= YOUR ASSIGNMENT =
Find every line below with the word "PostList" in it, and copy each one.

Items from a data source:
===============

Issue #5888, opened 2021-02-09
Add isRowExpandable prop for DataGrid component for better user experience


gradolol:
I often have cases when I need to display information about a row with expand, but when I open it, I see empty data. 
For example, a list of events with children and parents. For a child event, I don't want to show "expand" because I know that this row doesn't have any data.

My solution is implement prop like isRowSelectable.

fzaninotto:
Fixed by #5941

PR #5941, opened 2021-02-21
[RFR] Added isRowExpandable prop to Datagrid component

WiXSL:
Implements #5888

### DIFF
--- a/docs/List.md
+++ b/docs/List.md
@@ -1978,6 +1978,7 @@ Here are all the props accepted by the component:
 * [`rowStyle`](#row-style-function)
 * [`rowClick`](#rowclick)
 * [`expand`](#expand)
+* [`isRowExpandable`](#isrowexpandable)
 * [`isRowSelectable`](#isrowselectable)
 * [`optimized`](#performance)
 
@@ -2188,6 +2189,31 @@ const PostEdit = props => (
 const PostList = props => (
     <List {...props}>
         <Datagrid expand={<PostEdit />}>
+            <TextField source="id" />
+            <TextField source="title" />
+            <DateField source="published_at" />
+            <BooleanField source="commentable" />
+            <EditButton />
+        </Datagrid>
+    </List>
+)
+```
+
+### `isRowExpandable`
+
+You can customize which rows will allow to show an expandable panel below them using the `isRowExpandable` prop. It expects a function that will receive the record of each `<DatagridRow>` and returns a boolean expression.  For instance, this code shows an expand button only for rows with an id greater than 300:
+
+```jsx
+const PostPanel = ({ id, record, resource }) => (
+    <div dangerouslySetInnerHTML={{ __html: record.body }} />
+);
+
+const PostList = props => (
+    <List {...props}>
+        <Datagrid 
+            expand={<PostPanel />}
+            isRowExpandable={row => row.id > 300}    
+        >
             <TextField source="id" />
             <TextField source="title" />
             <DateField source="published_at" />
--- a/docs/List.md
+++ b/docs/List.md
@@ -2201,7 +2201,7 @@ const PostList = props => (
 
 ### `isRowExpandable`
 
-You can customize which rows will allow to show an expandable panel below them using the `isRowExpandable` prop. It expects a function that will receive the record of each `<DatagridRow>` and returns a boolean expression.  For instance, this code shows an expand button only for rows with an id greater than 300:
+You can customize which rows will allow to show an expandable panel below them using the `isRowExpandable` prop. It expects a function that will receive the record of each `<DatagridRow>` and returns a boolean expression.  For instance, this code shows an expand button only for rows that has a detail to show:
 
 ```jsx
 const PostPanel = ({ id, record, resource }) => (
@@ -2212,7 +2212,7 @@ const PostList = props => (
     <List {...props}>
         <Datagrid 
             expand={<PostPanel />}
-            isRowExpandable={row => row.id > 300}    
+            isRowExpandable={row => row.has_detail}    
         >
             <TextField source="id" />
             <TextField source="title" />
--- a/packages/ra-ui-materialui/src/list/datagrid/Datagrid.tsx
+++ b/packages/ra-ui-materialui/src/list/datagrid/Datagrid.tsx
@@ -140,6 +140,10 @@ const Datagrid: FC<DatagridProps> = React.forwardRef((props, ref) => {
     } = useListContext(props);
     const version = useVersion();
 
+    const contextValue = useMemo(() => ({ isRowExpandable }), [
+        isRowExpandable,
+    ]);
+
     const updateSort = useCallback(
         event => {
             event.stopPropagation();
@@ -242,10 +246,6 @@ const Datagrid: FC<DatagridProps> = React.forwardRef((props, ref) => {
     const all = isRowSelectable
         ? ids.filter(id => isRowSelectable(data[id]))
         : ids;
-
-    const contextValue = useMemo(() => ({ isRowExpandable }), [
-        isRowExpandable,
-    ]);
 
     /**
      * After the initial load, if the data for the list isn't empty,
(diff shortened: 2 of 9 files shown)


WiXSL:
Note: The `expand` prop is passed down to every row. I don't know if this is ok or should I pass `null` for rows for which `isRowExpandable` returns `false`

WiXSL:
**Note:**

With this implementation `expand` prop gets passed down to every `DatagridRow` regardless of the value of `isRowExpandable`.
If this is not ok, I could change it.
Now that I think about it is much more clean with a code like:

 `expand: (!isRowExpandable || isRowExpandable(data[id])) && expand,` in the `DatagridBody`, thus leaving untouched `DatagridRow` component and avoiding adding the `expandable` prop.

packages/ra-ui-materialui/src/list/datagrid/DatagridBody.tsx
```diff
@@ -57,6 +58,8 @@ const DatagridBody: FC<DatagridBodyProps> = React.forwardRef(
                         record: data[id],
                         resource,
                         rowClick,
+                        expandable:
```
WiXSL, line 61: With this implementation expand prop gets passed down to every DatagridRow regardless of the value of isRowExpandable.
If this is not ok, I could change it.
Now that I think about it is much more clean with a code like:

expand: (!isRowExpandable || isRowExpandable(data[id])) && expand, in the DatagridBody, thus leaving untouched DatagridRow component and avoiding adding the expandable prop.

djhi (changes requested):
Thanks! I think you forgot to update the `computeNbColumns` function. Adding a test would be nice :)

djhi:
Please ignore the previous comment except for the test.

docs/List.md
```diff
@@ -2198,6 +2199,31 @@ const PostList = props => (
 )
 ```
 
+### `isRowExpandable`
+
+You can customize which rows will allow to show an expandable panel below them using the `isRowExpandable` prop. It expects a function that will receive the record of each `<DatagridRow>` and returns a boolean expression.  For instance, this code shows an expand button only for rows with an id greater than 300:
```
fzaninotto, line 2204: the example (id > 300) isn't very representative of a real-world problem. Please look for a better example.

fzaninotto (changes requested):
We're removing props injection little by little, and replace them with contexts. I think this is a good occasion to introduce a DatagridContext, which will contain only the isRowExpandable function for a start. That way, you don't need to update the underlying components to sanitize the prop.

docs/List.md
WiXSL: Ok

packages/ra-ui-materialui/src/list/datagrid/useDatagridContext.ts
```diff
@@ -0,0 +1,14 @@
+import { useContext } from 'react';
+import DatagridContext, { DatagridContextValue } from './DatagridContext';
+
+export const useDatagridContext = (): DatagridContextValue => {
```
djhi, line 4: What we did to keep backward compatibility until v4 is make sure all hooks of this kind also accept props. If props containing the expected values are provided, we return them instead of the context.

packages/ra-ui-materialui/src/list/datagrid/Datagrid.tsx
```diff
@@ -246,83 +248,87 @@ const Datagrid: FC<DatagridProps> = React.forwardRef((props, ref) => {
...
-                            <Checkbox
-                                className="select-all"
-                                color="primary"
-                                checked={
-                                    selectedIds.length > 0 &&
-                                    all.length > 0 &&
-                                    all.every(id => selectedIds.includes(id))
-                                }
-                                onChange={handleSelectAll}
+        <DatagridContextProvider value={{ isRowExpandable }}>
```
djhi, line 251: You should probably extract the context value in a `useMemo` before passing it to the Provider

djhi (changes requested):
Looks good so far!

packages/ra-ui-materialui/src/list/datagrid/useDatagridContext.ts
djhi: You can look at the `useListContext` hook in the core package for inspiration

WiXSL: Done!

packages/ra-ui-materialui/src/list/datagrid/Datagrid.tsx
WiXSL: Done!

djhi (approved):

packages/ra-ui-materialui/src/list/datagrid/DatagridRow.spec.tsx
```diff
@@ -51,9 +54,11 @@ describe('<DatagridRow />', () => {
     describe('rowClick', () => {
         it("should redirect to edit page if the 'edit' option is selected", () => {
             const { getByText, history } = renderWithRouter(
-                <DatagridRow {...defaultProps} rowClick="edit">
-                    <TitleField />
-                </DatagridRow>
+                <DatagridContextProvider value={dataGridContextValue}>
```
fzaninotto, line 57: You shouldn't need to add a context in your tests. It's a sign that you've broken backwards compatibility.

Instead, set the default context value to something that allows the component to work even when the developer hasn't defined the DatagridContext

packages/ra-ui-materialui/src/list/datagrid/useDatagridContext.ts
```diff
@@ -0,0 +1,28 @@
...
+import DatagridContext, { DatagridContextValue } from './DatagridContext';
+import merge from 'lodash/merge';
+import { warning } from 'ra-core';
+
+export const useDatagridContext = (
+    props?: DatagridProps
+): DatagridContextValue => {
+    const context = useContext(DatagridContext);
+
+    warning(
```
fzaninotto, line 12: As the default context can be enough, and as users can override the context with props, we don't want to log a warning here.

packages/ra-ui-materialui/src/list/datagrid/useDatagridContext.ts
```diff
@@ -0,0 +1,28 @@
...
+    );
+
+    return useMemo(
+        () =>
+            merge(
+                {},
+                context,
+                props != null
+                    ? { isRowExpandable: props.isRowExpandable }
+                    : { isRowExpandable: undefined }
```
fzaninotto, line 24:
```suggestion
                    : { }
```

fzaninotto (changes requested):

packages/ra-ui-materialui/src/list/datagrid/useDatagridContext.ts
WiXSL: OK

packages/ra-ui-materialui/src/list/datagrid/DatagridRow.spec.tsx
WiXSL: Done!

fzaninotto: You haven't actually addressed this - you still modify existing tests to make them pass, and it's the sign of a breaking change.

packages/ra-ui-materialui/src/list/datagrid/useDatagridContext.ts
```diff
@@ -0,0 +1,21 @@
+import { useContext, useMemo } from 'react';
+import { DatagridProps } from './Datagrid';
+import DatagridContext, { DatagridContextValue } from './DatagridContext';
+import merge from 'lodash/merge';
+import { warning } from 'ra-core';
```
fzaninotto, line 5: linter warning

packages/ra-ui-materialui/src/list/datagrid/useDatagridContext.ts
```diff
@@ -0,0 +1,21 @@
...
+export const useDatagridContext = (
+    props?: DatagridProps
+): DatagridContextValue => {
+    const context = useContext(DatagridContext);
+
+    return useMemo(
+        () =>
+            merge(
+                {},
+                context,
```
fzaninotto, line 16: the default context value is `undefined`. I think it's wrong, it should be an empty object.

fzaninotto (changes requested):

fzaninotto (approved):

fzaninotto:
Thanks!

===============

= REPLY =
 const PostList = props => (
+const PostList = props => (
@@ -2201,7 +2201,7 @@ const PostList = props => (
@@ -2212,7 +2212,7 @@ const PostList = props => (
@@ -2198,6 +2199,31 @@ const PostList = props => (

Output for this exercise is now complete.